_Task objective_: Whenever a line below holds the word "leifwickland", copy that line.

_Saved data entries_:
Issue #151, opened 2017-03-02
Split PureconfSuite in different suites


jcazevedo:
`PureconfSuite` is currently huge and spans different topics. It would be better to split it in different suites so that tests are better scoped.

melrief:
Solved with #169

PR #169, opened 2017-03-18
Refactor tests

melrief:
This is the first PR to partially solve #151 and in the meanwhile improve the tests suites. This isn't just reorganization of the tests but a full refactoring. It's a WIP and I'm submitting this to have a honest opinion about this style for the tests. The style that I'm trying to achieve can be seen in the new [`ConfigConvertSuite`](https://github.com/melrief/pureconfig/compare/refactor_tests?expand=1#diff-dc06a933e4eed042d7baefae349af772R21).

Note that in this PR there are also some notes in the old `PureconfSuite` which I use to know which aspect of pureconfig the tests is testing (e.g. `ConfigConvert` default instances, override, hints...). They will be removed eventually, when we solve #151.

The rationale behind this refactoring is:

1. logically split PureconfSuite into other smaller suites. In this PR, `ConfigConvert` and the `pureconfig.syntax` tests are moved to their own but ideally each aspect should go in its own suite. I'd like to have, for instance, one suite just for products and one for coproducts
2. test `ConfigConvert` instances without writing files and reading with `loadConfig`. Initially the idea was to test both `ConfigConvert` and the API together in one single test but after sometime I decided that this mix of functionalities tested is not helpful. `ConfigConvert` instances should be tested in their own suite while the API should be tested in another suite. A side-effect of this separation is that testing `ConfigConvert` doesn't require to write tests anymore and it's much faster.
3. make easy to create new tests for datatypes with `Arbitrary` instances. When possible use `Arbitrary` to test most of the values. I don't think you can avoid using scalacheck for `ConfigConvert` without writing tons of tests.
4. add some utilities for testing to remove boilerplate and increase readability. This is subjective but I think each test should be written in no more than couple of lines and only the "important" parts should be written. People write more tests if defining a test is very easy :). For instance, checking that a `ConfigConvert` should fail for a certain `ConfigValue` with a certain failure should be very easy.
5. test titles should be uniform among the tests

There are some drawbacks in this solution but I still think it's worth it.

Let me know what do you think and whether I should continue or switch to a more light refactoring. The next steps are to create the suites for products and coproducts and then for the API (`loadConfig` and friends).


core/src/test/scala/scalacheck/arbitrary/package.scala
```diff
@@ -0,0 +1,19 @@
+package scalacheck
```
ruippeixotog: I'd prefer to scope this inside `pureconfig`. Using `scalacheck` may mislead people into thinking this is a built-in package from scalacheck.

core/src/test/scala/scalacheck/gen/package.scala
```diff
@@ -0,0 +1,59 @@
+package scalacheck
```
ruippeixotog: Same thing here.

ruippeixotog (commented):
I fully agree with your rationale on the refactoring. I think reasons 2, 3 and 4 are particularly important to fulfill in order to keep our tests simple and very focused - that allows us to easily pinpoint failures when they happen.

I like, and think it is a good rule of thumb, to have one suite for each source file. If we think the logic in one source file is so complex that it needs tests in multiple files, maybe we should consider splitting the source file into multiple ones instead. Of course nothing is written in stone, it's just food for thought :) In the specific case of `ConfigConvert`, #171 may lead us into separating tests at least for basic and derived converters.

core/src/test/scala/pureconfig/ApiSuite.scala
```diff
@@ -0,0 +1,127 @@
...
+
+  it should s"be able to load a realistic configuration file" in {
+    case class DriverConf(cores: Int, maxResultSize: String, memory: String)
+    case class ExecutorConf(memory: String, extraJavaOptions: String)
+    case class SparkAppConf(name: String)
+    case class SparkLocalConf(dir: String)
+    case class SparkNetwork(timeout: FiniteDuration)
+    case class SparkConf(master: String, app: SparkAppConf, local: SparkLocalConf, driver: DriverConf, executor: ExecutorConf, extraListeners: Seq[String], network: SparkNetwork)
+    case class SparkRootConf(spark: SparkConf)
+    val configFile = createTempFile("""
```
leifwickland: Suggestion: Drop the `"""` to the line after the `(`so that there isn't so much indentation to the `|`s.

core/src/test/scala/pureconfig/BasicConvertersSuite.scala
```diff
@@ -0,0 +1,204 @@
...
+  it should "be able to supersede the default Duration ConfigConvert with a locally defined ConfigConvert" in {
+    val expected = Duration(220, TimeUnit.DAYS)
+    implicit val readDurationBadly = new ConfigConvert[Duration] {
+      override def from(config: ConfigValue): Either[ConfigReaderFailures, Duration] = Right(expected)
+      override def to(t: Duration): ConfigValue = throw new Exception("Not Implemented")
+    }
+    loadConfig(ConfigValueFactory.fromMap(Map("i" -> "42 h").asJava).toConfig)(ConfigConvert[ConfWithDuration]).right.value shouldBe ConfWithDuration(expected)
+  }
+
+  // ** override instance
```
leifwickland: Do you want all this dead code?

core/src/test/scala/pureconfig/PathUtils.scala
```diff
@@ -0,0 +1,22 @@
+package pureconfig
+
+import java.nio.charset.StandardCharsets
+import java.nio.file.{ Files, Path, Paths }
+
+object PathUtils {
+
+  def createTempFile(content: String): Path = {
```
leifwickland, line 8: Suggestion: Consider renaming to `writeToTempFile`.

leifwickland (approved):
👍 
I left a few comments, but feel free to ignore them. I don't see any deal breakers.

core/src/test/scala/pureconfig/gen/package.scala
```diff
@@ -0,0 +1,66 @@
...
+  val genDuration: Gen[Duration] =
+    Gen.frequency(
+      1 -> Gen.oneOf(Duration.Inf, Duration.MinusInf, Duration.Undefined),
+      99 -> genFiniteDuration)
+
+  val genInstant: Gen[Instant] =
+    Gen.choose(Instant.MIN.getEpochSecond, Instant.MAX.getEpochSecond).map(Instant.ofEpochSecond)
+
+  val genZoneId: Gen[ZoneId] =
+    Gen.oneOf(ZoneId.SHORT_IDS.values().asScala.toSeq.distinct).map(ZoneId.of)
```
ruippeixotog: Instead of obtaining all short IDs with `ZoneId.SHORT_IDS.values().asScala.toSeq.distinct` you should use `ZoneId.getAvailableZoneIds.asScala`.

core/src/test/scala/pureconfig/gen/package.scala
```diff
@@ -0,0 +1,66 @@
...
+    Gen.nonEmptyListOf(Gen.alphaNumStr).map(parts => parts.map(str => Paths.get(str)).reduce(_ resolve _))
+
+  val genPercentage: Gen[Percentage] =
+    Gen.choose[Int](0, 100).map(Percentage.apply)
+
+  val genJodaDateTime: Gen[org.joda.time.DateTime] =
+    for {
+      dateTime <- ConfigurableSuite.localDateTimeArbitrary.arbitrary
+    } yield new org.joda.time.DateTime(dateTime.getYear, dateTime.getMonthValue, dateTime.getDayOfMonth,
+      dateTime.getHour, dateTime.getMinute, dateTime.getSecond, org.joda.time.DateTimeZone.UTC)
```
ruippeixotog, line 54: Shouldn't we use arbitrary time zones instead of UTC only?

core/src/test/scala/pureconfig/ApiSuite.scala
```diff
@@ -0,0 +1,127 @@
...
+    config.spark.network.timeout should be(FiniteDuration(45, TimeUnit.SECONDS))
+  }
+
+  "loadConfigFromFiles" should "load a complete configuration from a single file" in {
+    case class Conf(b: Boolean, d: Double)
+    val files = listResourcesFromNames("/conf/loadConfigFromFiles/priority2.conf")
+    loadConfigFromFiles[Conf](files) shouldBe Right(Conf(false, 0.001D))
+  }
+
+  "loadConfigWithFallBack" should "fallback if no config keys are found" in {
```
ruippeixotog: Minor nitpick: `loadConfigWithFallBack` should read `loadConfigWithFallback`.

core/src/test/scala/pureconfig/ProductConvertersSuite.scala
```diff
@@ -0,0 +1,131 @@
...
+    val conf5 = ConfigFactory.parseMap(Map("a" -> 2, "d.e" -> 5, "d.g" -> 6).asJava).root()
+    ConfigConvert[Conf].from(conf5).right.value shouldBe Conf(2, "default", 42, InnerConf(5, 6))
+
+    val conf6 = ConfigFactory.parseMap(Map("a" -> 2, "d" -> "notAnInnerConf").asJava).root()
+    val failures = ConfigConvert[Conf].from(conf6).left.value.toList
+    failures should have size 1
+    failures.head shouldBe a[WrongType]
+  }
+
+  it should "not use default arguments if specified through a product hint" in {
```
ruippeixotog: This test should be in `ProductHintSuite`.

core/src/test/scala/pureconfig/ProductConvertersSuite.scala
```diff
@@ -0,0 +1,131 @@
...
+
+  /* A configuration with only simple values and `Option` */
+  case class FlatConfig(b: Boolean, d: Double, f: Float, i: Int, l: Long, s: String, o: Option[String])
+
+  /* A configuration with a field of a type that is unknown to `ConfigConvert` */
+  case class ConfigWithUnknownType(d: org.joda.time.DateTime)
+
+  // arbitrary
+
+  implicitly[Arbitrary[FlatConfig]]
```
ruippeixotog: Why are these `implicitly` calls here?

core/src/test/scala/pureconfig/ProductConvertersSuite.scala
```diff
@@ -0,0 +1,131 @@
...
+import org.scalatest.prop.GeneratorDrivenPropertyChecks
+import org.scalatest.{ EitherValues, FlatSpec, Matchers }
+import pureconfig.ConfigConvert.{ catchReadError, fromStringConvert, fromStringReader }
+import pureconfig.arbitrary._
+import pureconfig.error.{ ConfigReaderFailures, KeyNotFound, WrongType }
+
+import scala.collection.JavaConverters._
+import scala.collection.immutable.Seq
+
+class ProductConvertersSuite extends FlatSpec with ConfigConvertChecks with Matchers with EitherValues with GeneratorDrivenPropertyChecks {
```
ruippeixotog: Minor nitpick: this is called `ProductConvertersSuite`, while the one for coproducts is `CoproductConverterSuite`. Can we use either `Converter` or `Converters` in both of them?

core/src/test/scala/pureconfig/CoproductConverterSuite.scala
```diff
@@ -0,0 +1,90 @@
+package pureconfig
+
+import com.typesafe.config.{ ConfigFactory, ConfigObject, ConfigValueFactory }
+import org.scalacheck.{ Arbitrary, Gen }
+import org.scalatest.prop.GeneratorDrivenPropertyChecks
+import org.scalatest.{ EitherValues, FlatSpec, Matchers }
+import pureconfig.error.{ ConfigReaderException, KeyNotFound }
+
+class CoproductConverterSuite extends FlatSpec with ConfigConvertChecks with Matchers with EitherValues with GeneratorDrivenPropertyChecks {
```
ruippeixotog: Similar to what you've done with products, don't you want to split the checks for the default coproduct converter and the ones for converters with hints?

ruippeixotog (changes requested):
Great refactor, the tests are surely more organized now! Just take a quick look at the comments below.

core/src/test/scala/pureconfig/ApiSuite.scala
```diff
@@ -0,0 +1,127 @@
...
+    case class Conf(d: Double, i: Int, s: String)
+    loadConfig[Conf] shouldBe Right(Conf(0D, 0, "default"))
+  }
+
+  it should "loadConfig from reference.conf with a namespace" in {
+    case class Conf(f: Float)
+    loadConfig[Conf](namespace = "foo") shouldBe Right(Conf(3.0F))
+  }
+
+  it should "loadConfig from a typelevel Config" in {
```
jcazevedo: This should read `...from a Typesafe Config`.

core/src/test/scala/pureconfig/data/instances/package.scala
```diff
@@ -0,0 +1,14 @@
...
+
+package object instances {
+
+  private val failConfigReadPercentage =
+    (s: String) => (l: Option[ConfigValueLocation]) =>
+      Left(CannotConvert(s, "Percentage", "Percentage is a dummy type, you should not read it", l, None))
+
+  implicit val percentageConfigWriter =
+    ConfigConvert.fromNonEmptyStringConvert[Percentage](failConfigReadPercentage, percentage => s"${percentage.value} %")
+}
```
jcazevedo: I suggest moving this `ConfigConvert` definition to a companion object of the `Percentage` class. It took me a while to figure out where you were redefining the default `case class` derivation logic for this to work with `checkArbitrary2`. Also, it removes the need for the explicit import in `BasicConvertersSuite`.

core/src/test/scala/pureconfig/ApiSuite.scala
```diff
@@ -0,0 +1,127 @@
...
+    loadConfig[Conf](path = path) shouldBe Right(Conf("str", true))
+  }
+
+  it should "loadConfig from a configuration file with a namespace" in {
+    case class Conf(s: String, b: Boolean)
+    val path = createTempFile("""foo.bar { b: true, s: "str" }""")
+    loadConfig[Conf](path = path, namespace = "foo.bar") shouldBe Right(Conf("str", true))
+  }
+
+  it should s"be able to load a realistic configuration file" in {
```
derekmorr: Is the "s" prefix necessary here?

derekmorr:
I wonder if we should factor out some of the common mixins into a shares base class. There are several instances of `class FooSuite extends FlatSpec with ConfigConvertChecks with Matchers with EitherValues with GeneratorDrivenPropertyChecks` 

Perhaps make:

`class BaseSuite extends FlatSpec with ConfigConvertChecks with Matchers with EitherValues with GeneratorDrivenPropertyChecks`

And then have suites descend from that? ScalaTest encourages that - http://www.scalatest.org/user_guide/defining_base_classes

core/src/test/scala/pureconfig/gen/package.scala
```diff
@@ -0,0 +1,66 @@
...
+import java.util.UUID
+
+import org.scalacheck.{ Arbitrary, Gen }
+import pureconfig.configurable.ConfigurableSuite
+import pureconfig.data._
+
+import scala.collection.JavaConverters._
+import scala.concurrent.duration.{ Duration, FiniteDuration }
+
+package object gen {
```
derekmorr, line 13: 47 degrees has a useful library of scalacheck generators which includes date/time generators. Should we consider using that instead of making our own ? 

Docs: https://47deg.github.io/scalacheck-toolbox/docs/datetime/index.html

core/src/test/scala/pureconfig/ProductHintSuite.scala
```diff
@@ -0,0 +1,170 @@
...
+
+  behavior of "ProductHint"
+
+  case class ConfWithCamelCaseInner(thisIsAnInt: Int, thisIsAnotherInt: Int)
+  case class ConfWithCamelCase(camelCaseInt: Int, camelCaseString: String, camelCaseConf: ConfWithCamelCaseInner)
+
+  val confWithCamelCase = ConfWithCamelCase(1, "foobar", ConfWithCamelCaseInner(2, 3))
+
+  /** return all the keys in a `ConfigObject` */
+  def allKeys(configObject: ConfigObject): Set[String] = {
```
jcazevedo, line 19: If you convert `ConfigObject` to `Config`, you can list all entries of the config through the `entrySet()` method, so I think this can be simplified to:

```scala
configObject.toConfig().entrySet().asScala.flatMap(_.getKey.split('.')).toSet
```

jcazevedo (changes requested):

core/src/test/scala/pureconfig/gen/package.scala
```diff
@@ -0,0 +1,66 @@
...
+  val genYear: Gen[Year] =
+    Gen.choose(Year.MIN_VALUE, Year.MAX_VALUE).map(Year.of)
+
+  val genHost: Gen[String] =
+    Gen.alphaNumStr
+
+  val genPort: Gen[Int] =
+    Gen.chooseNum(0, 65535)
+
+  val genUUID: Gen[UUID] =
```
derekmorr: Scalacheck's Gen includes a uuid generator. Is this implementation needed?
https://www.scalacheck.org/files/scalacheck_2.11-1.13.4-api/index.html#org.scalacheck.Gen$@uuid:org.scalacheck.Gen[java.util.UUID]

core/src/test/scala/pureconfig/gen/package.scala
```diff
@@ -0,0 +1,66 @@
...
+    for {
+      years <- Arbitrary.arbInt.arbitrary
+      months <- Arbitrary.arbInt.arbitrary
+      days <- Arbitrary.arbInt.arbitrary
+    } yield Period.of(years, months, days)
+
+  val genYear: Gen[Year] =
+    Gen.choose(Year.MIN_VALUE, Year.MAX_VALUE).map(Year.of)
+
+  val genHost: Gen[String] =
```
derekmorr: Is this generating hostnames? If so, it can produce invalid data if we're being strict (RFC 1123).

core/src/test/scala/pureconfig/gen/package.scala
melrief: Just `ZonedDateTime` and `Duration` classes are supported, I think. I'm not sure if we want to add a dependency for just two arbitrary. OT: maybe we should push a PR with the generators to their project?

core/src/test/scala/pureconfig/ProductHintSuite.scala
melrief: Thanks!

core/src/test/scala/pureconfig/gen/package.scala
melrief: Done. Do you know why there is a generator and not an `Arbitrary`?

core/src/test/scala/pureconfig/gen/package.scala
melrief: It's not used, I forgot it together with `genPort`...

core/src/test/scala/pureconfig/ApiSuite.scala
melrief: Done

core/src/test/scala/pureconfig/BasicConvertersSuite.scala
melrief: Removed

core/src/test/scala/pureconfig/gen/package.scala
derekmorr: I've wondered that myself.

core/src/test/scala/pureconfig/PathUtils.scala
melrief: I prefer `createTempFile` because, while it indeed writes the content of the file, it also create the file and return the `Path`. The fact that it writes is only one of the steps :).

core/src/test/scala/pureconfig/gen/package.scala
melrief: This generator is just used for a testing instance and the point of the test is not to test that the instance is correct. I would keep it as it is, it's more then enough for the tests we have.

core/src/test/scala/pureconfig/ApiSuite.scala
melrief: Fixed

core/src/test/scala/pureconfig/ProductConvertersSuite.scala
melrief: `Converters` :), fixed

core/src/test/scala/pureconfig/ProductConvertersSuite.scala
melrief: Removed

core/src/test/scala/pureconfig/ProductConvertersSuite.scala
melrief: Moved, thanks!

core/src/test/scala/pureconfig/CoproductConverterSuite.scala
melrief: Right, done! Thanks.

core/src/test/scala/pureconfig/ApiSuite.scala
melrief: Removed

melrief:
@derekmorr good idea to create the `BaseSuite`, done!

ruippeixotog (approved):

derekmorr (approved):

jcazevedo (approved):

_Answer to the problem_:
leifwickland: Suggestion: Drop the `"""` to the line after the `(`so that there isn't so much indentation to the `|`s.
leifwickland: Do you want all this dead code?
leifwickland, line 8: Suggestion: Consider renaming to `writeToTempFile`.
leifwickland (approved):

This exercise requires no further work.